In essence, a mutex is a step above atomic spin locks because it has a queue of waiting threads. This allows it to be "fair" because the order of lock acquisition is (more or less) the same as the order of locking attempts.

If you've noticed, if you run sizeof(std::mutex) it might be a bit larger than you might expect. On my platform it's 40 bytes. That extra space is used to hold state information, notably including some way of accessing a lock queue for each individual mutex.

When you try to lock a mutex, it performs some low-level thread-safety operation to have thread-safe access to the mutex's status information (e.g. atomic spin lock), checks the state of the mutex, adds your thread to the lock queue, and (typically) puts your thread to sleep while you wait so you don't burn precious CPU time. The low-level thread-safety operation (e.g. the atomic spin lock) is atomically released at the same time the thread goes to sleep (this is typically where OS or hardware support is necessary to be efficient).

Unlocking is performed by performing a low-level thread-safe operation (e.g. atomic spin lock), popping the next waiting thread from the queue, and waking it up. The thread that has been awoken now "owns" the lock. Rinse wash and repeat.

Shared Mutex

A shared mutex takes this concept a step further. It can be owned by a single thread for read/write permissions (like a normal mutex), or by multiple threads for read-only permissions (semantically, anyway - it's up to the programmer to ensure it's safe).

Thus, in addition to the unique ownership queue (like a normal mutex) it also has a shared ownership state. The shared ownership state could be simply a count of the number of threads that currently have shared ownership. If you inspect sizeof(std::shared_mutex) you'll find it's typically even larger than std::mutex. On my system, for instance, it's 56 bytes.

So when you go to lock a shared mutex, it has to do everything a normal mutex does, but additionally has to verify some other stuff. For instance, if you're trying to lock uniquely it must verify that there are no shared owners. And when you're trying to lock sharingly it must verify that there are no unique owners.

Because we typically want mutexes to be "fair", once a unique locker is in the queue, future sharing lock attempts must queue instead of acquiring the lock, even though it might currently be under sharing (i.e. non-unique) lock by several threads. This is to ensure shared owners don't "bully" a thread that wants unique ownership.

But this also goes the other way: the queuing logic must ensure a shared locker is never placed into an empty queue during shared ownership (because it should immediately succeed and be another shared owner).

Additionally, if there's a unique locker, followed by a shared locker, followed by a unique locker, it must (roughly) guarantee that acquisition order. So each entry in the lock queue also needs a flag denoting its purpose (i.e. shared vs. unique).

And then we think of the wake-up logic. When you unlock a shared mutex, the logic differs depending on the current ownership type of the mutex. If the unlocking thread has unique ownership or is the last shared owner it might have to wake up some thread(s) from the queue. It will either wake up all threads at the front of the queue who are requesting shared ownership, or a single thread at the front of the queue requesting unique ownership.

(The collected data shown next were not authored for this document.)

PR #77, opened 2026-07-03
feat(simulation table csv): add support for csv simulation table 

dusanparipovic:


gems_views_builder/view.py
```diff
@@ -14,27 +14,43 @@
...
-    result_path = results_path / f"view{timestamp}.parquet"
-    pl.scan_parquet([v.persistence_path for v in metric_views]).sink_parquet(
-        result_path,
-        compression=PARQUET_COMPRESSION,
-        compression_level=PARQUET_COMPRESSION_LEVEL,
-        row_group_size=PARQUET_ROW_GROUP_SIZE,
-    )
+    merged = pl.scan_parquet([v.persistence_path for v in metric_views])
+
+    if output_format == "parquet":
```
guilpier-code: `output_format`'s value (**parquet** or **csv**)  should be checked when checking CLI options, not when printing.
Indeed : we made the whole view building, now we want to print... and exception is raised. No view printing.
Maybe we would have known about the wrong format earlier.

gems_views_builder/__main__.py
guilpier-code, line 47: _**Just an idea : adopt it if you like it (overkill ?).**_

following [this earlier comment](https://github.com/AntaresSimulatorTeam/GEMS-ViewsBuilder/pull/77/changes#r3521002314), we could even : 
- Build a very light view sinker here (different depending on we print into **parquet** or **csv**, but with the same interface)
- pass it to **run** function and then to **accumulate_on_disk**

The benefits are : 
- **run** takes less arguments
-  **accumulate_on_disk** takes less arguments and gets smaller. It does not know in which format it prints, or even where it prints (location on disk) : it just merges the views, sinks it, then scans into a data frame it and makes it a View to return. But it does not know about format and destination path for sinking. If we change the format or destination  **accumulate_on_disk** remains unchanged.
- we have split code in many simpler pieces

As you can imagine, all of this extra logic for who's locking for what reasons and how it changes depending not only on the current owners but also on the contents of the queue makes this potentially quite a bit slower. The hope is that you read significantly more frequent than you write, and thus you can have many sharing owners running concurrently, which mitigates the performance hit of coordinating all of that.